# Impacted cerumen and removal with curette



## JulesofColorado

Patient came in with impacted cerumen in left ear. The physician states that pt. does have impacted cerumen and removes the cerumen with an ear curette. Is this part of the E/M or can I code 69210 since the physician did use the curette? Or does this code require use of an otoscope as well as the curette?

Thanks in advance


----------



## ringalls

Hi Julianne,
Per CPT assistant the MD need s to use an otoscope as well as the curette (see below)

CPT assistant 2005
In collaboration with the American Academy of Otolaryngology-Head and Neck Surgery (AAO-HNS), we present the following discussion which provides some typical coding scenarios with regard to the appropriate use and application of CPT codes related to ear wax removal: 

1. The patient presents to the office for the removal of "ear wax" by the nurse via irrigation or lavage. 

2. The patient presents to the office for the removal of "ear wax" by the primary care physician via irrigation or lavage. 

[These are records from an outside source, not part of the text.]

PR #674, opened 2023-07-17
Reorganize metric integration tests

dashpole:
My motivation for this is to be able to link to individual fixtures for each metric type (gauge, sum, non-monotonic sum, etc) for the standard and GMP exporter in documentation.

This is probably easiest to review commit-by-commit.

* makes a function for the GMP config
* simplifies naming of fixture files (e.g. removes most instances of "metrics" and "basic" from names)
* adds GMP tests for simple scenarios.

3. The patient presents to the office for "ear wax" removal as the presenting complaint. This is described as impacted cerumen because it completely covers the eardrum and the patient has hearing loss. The impacted cerumen is removed by the primary care physician or otolaryngologist with magnification provided by an otoscope or operating microscope and instruments such as wax curettes, forceps, and suction. 

Question: 

Are these procedures appropriately reported with CPT code 69210, Removal impacted cerumen (separate procedure), one or both ears? 

AMA Comment: 

A major element in determining whether code 69210 should be reported is understanding the definition of impacted cerumen. By definition of the AAO-HNS, 

"If any one or more of the following are present, cerumen should be considered 'impacted' clinically: 

•  Visual considerations: Cerumen impairs exam of clinically significant portions of the external auditory canal, tympanic membrane, or middle ear condition.  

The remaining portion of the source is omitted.